Routine use of immunosuppressive agents in systemic lupus erythematosus (SLE) patients infected with severe acute respiratory syndrome coronavirus 2 (SARS-CoV-2) potentially increases the risk of adverse outcomes. belimumab, a monoclonal antibody for the treatment of SLE, remains untested for its specific impact on coronavirus disease 2019 (COVID-19) symptoms in these patients. Here, this research investigated the effect of belimumab on COVID-19 symptoms in SLE patients infected with SARS-CoV-2.
This study enrolled SLE patients who underwent treatment with belimumab. After thorough screening based on the inclusion and exclusion criteria, data pertaining to COVID-19 for both the participants and their cohabitants were obtained through telephone follow-up. The potential impact of belimumab on COVID-19 was evaluated by comparing COVID-19 symptoms and medication use across various groups to investigate the association between belimumab treatment and COVID-19 in SLE.
This study involved 123 SLE patients, of whom 89.4% tested positive for SARS-CoV-2. Among cohabitants of SLE patients, the SARS-CoV-2 positive rate was 87.2% (p = 0.543). Patients treated with belimumab exhibited a lower incidence of multiple COVID-19 symptoms than their cohabitating counterparts (p < 0.001). This protective effect was found to be partially related to the time of last belimumab administration. Among those with COVID-19, 30 patients opted to discontinue their anti-SLE drugs, and among them, 53% chose to discontinue belimumab. Discontinuing drugs did not increase the risk of hospitalization due to SARS-CoV-2 infection.
This study concluded that treatment with belimumab did not increase susceptibility to COVID-19 and beneficially alleviated the symptoms of COVID-19.
在感染严重急性呼吸综合征冠状病毒2(SARS-CoV-2)的系统性红斑狼疮(SLE)患者中常规使用免疫抑制剂可能会增加不良结局的风险。贝利尤单抗是一种用于治疗SLE的单克隆抗体,其对这些患者的2019冠状病毒病(COVID-19)症状的具体影响仍未得到检验。在此,本研究调查了贝利尤单抗对感染SARS-CoV-2的SLE患者的COVID-19症状的影响。

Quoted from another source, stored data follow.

Issue #2166, opened 2025-05-13
[Optimization] Proposal: Span-based mapping for reduced allocations


AlexGreatDev:
## Problem
Current object mapping in Dapper uses reflection which causes memory overhead for bulk operations.

## Proposed Solution
Implement a `Span<T>`-based mapper as an alternative for scenarios like:
- High-volume data processing
- AOT compatibility

## Benchmark Expectations
Expected 20-30% reduction in memory allocations (based on prototype).

mgravell:
For the reflection discussion: https://aot.dapperlib.dev/gettingstarted

The underlying API that DapperAOT uses already supports span sources, however at the current time the normal usage piggy-backs off the regular Dapper API. I doubt the span usage Vs object is going to be relevant when compared to a DB fetch, but if you have a particular scenario in mind: let me know.

mgravell:
In particular: span usage and reflection are both salient points, but are orthogonal. It would be good to understand which your actual concern is.

mgravell:
Maybe we should take a step back, then, and be *very clear* about the scenario you're trying to describe. 

> Our actual concern is mostly the memory allocation from object materialization,

Right; let's discuss that. There are five main sources of allocations here:

1. metadata discovery and ref-emit; elided in AOT, and mostly amortized in "vanilla" via the strategy cache, so let's ignore that for now
2. raw ADO.NET overheads - largely unavoidable, but AOT has some features to allow optimization  (`[CacheCommand]`)
3. DTOs - might be avoidable by using `struct` DTOs in some cases
4. non-trivial fields, in particular `string` and `byte[]`; not simple to avoid
5. collection overheads, in particular `List<T>` array backers

So: which are you interested in? I assume we can skip 1 ("switch to AOT") and 2 ("enable command caching, then move on with life"); I assume for 3 you're already using `struct` DTOs, and there aren't easy options for 4.

Since you mention spans, can I assume your concern is actually 5? Is that what you're wanting to improve here? Note that if you use non-buffered mode, you can control how the buffering works there, but yes: there are definitely things we could do relatively easily to improve 5, so that we at least don't pay the resizing overhead - however, it is hard to remove the final array without having some API that exchanges a buffer lifetime.

There's also options in AOT to offer a row-count hint there (`[RowCountHint(...)]`), which can make things more efficient *today* for large sets, by starting the buffer with that size.

[...]

PR #2168, opened 2025-05-16
Use custom collector to avoid intermediate array allocations

mgravell:
Context #2166

`List<T>` uses initial-size plus doubling, which means that for large result sets you can get multiple arrays, for example for 90 rows you might have arrays with sizes 16, 32, 64, and 128 for 90, with the final result list using the oversized 128-element array, with 90 elements.

This change uses a custom collector for this part - same logic, but it uses the array-pool so that those intermediate arrays are recycled, and the final array is right-sized, i.e. a list with count 90 and capacity 90, and all intermediate arrays reused.

### DIFF
--- a/Dapper.StrongName/Dapper.StrongName.csproj
+++ b/Dapper.StrongName/Dapper.StrongName.csproj
@@ -19,10 +19,12 @@
 
   <ItemGroup Condition=" '$(TargetFramework)' == 'net461'">
     <PackageReference Include="Microsoft.Bcl.AsyncInterfaces" />
+    <PackageReference Include="System.Memory" />
   </ItemGroup>
 
   <ItemGroup Condition=" '$(TargetFramework)' == 'netstandard2.0'">
     <PackageReference Include="Microsoft.Bcl.AsyncInterfaces" />
     <PackageReference Include="System.Reflection.Emit.Lightweight" />
+    <PackageReference Include="System.Memory" />
   </ItemGroup>
 </Project>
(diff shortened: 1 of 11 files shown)


TimothyMakkison:
Hey, glad to see someone's working on this. 

Have you considered using a stackallocated `scratchbuffer` for the inital buffer. This pattern is used in both [`ValueListBuilder`](https://github.com/dotnet/runtime/blob/1e7433e183629a797e771191d3b5327103ec6199/src/libraries/System.Private.CoreLib/src/System/Collections/Generic/ValueListBuilder.cs#L11) and [`SegmentedArrayBuilder`](https://github.com/dotnet/runtime/blob/1e7433e183629a797e771191d3b5327103ec6199/src/libraries/System.Linq/src/System/Linq/SegmentedArrayBuilder.cs#L15), the latter of which is used internally for `Linq` for tasks that are very similar to dappers.

```C#
// similar to ValueListBuilder
var buffer = new Collector<T>([defaut, default, defaut, default, defaut, default, defaut, default]);

// similar to SegmentedArrayBuilder
Collector<TSource>.ScratchBuffer scratch = default;
Collector<TSource> builder = new Collector<T>(scratch);
```

mgravell:
Interesting suggestion. I'll find a moment to look; obviously only suitable for sync path, though.

mgravell:
Obviously it would also only apply in limited scenarios, i.e. the same rules as `unmanaged`

TimothyMakkison:
> Interesting suggestion. I'll find a moment to look; obviously only suitable for sync path, though.

Yeah, I thought that it might be suitable for functions that used `AsList`. I did think that there were areas where `ValueListBuilder` could be used in `Dapper` iirc relating to `DynamicParameters`. I can't imagine the performance gain being large.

本研究纳入了接受贝利尤单抗治疗的SLE患者。在根据纳入和排除标准进行全面筛查后,通过电话随访获得了参与者及其同居者的COVID-19相关数据。通过比较不同组的COVID-19症状和药物使用情况来评估贝利尤单抗对COVID-19的潜在影响,以研究贝利尤单抗治疗与SLE患者的COVID-19之间的关联。
本研究涉及123名SLE患者,其中89.4%的患者SARS-CoV-2检测呈阳性。在SLE患者的同居者中,SARS-CoV-2阳性率为87.2%(p = 0.543)。接受贝利尤单抗治疗的患者出现多种COVID-19症状的发生率低于与其同居的患者(p < 0.001)。发现这种保护作用部分与最后一次使用贝利尤单抗的时间有关。在患有COVID-19的患者中,有30名患者选择停用抗SLE药物,其中53%选择停用贝利尤单抗。停药并未增加因SARS-CoV-2感染而住院的风险。
本研究得出结论,贝利尤单抗治疗不会增加对COVID-19的易感性,并且有益地减轻了COVID-19的症状。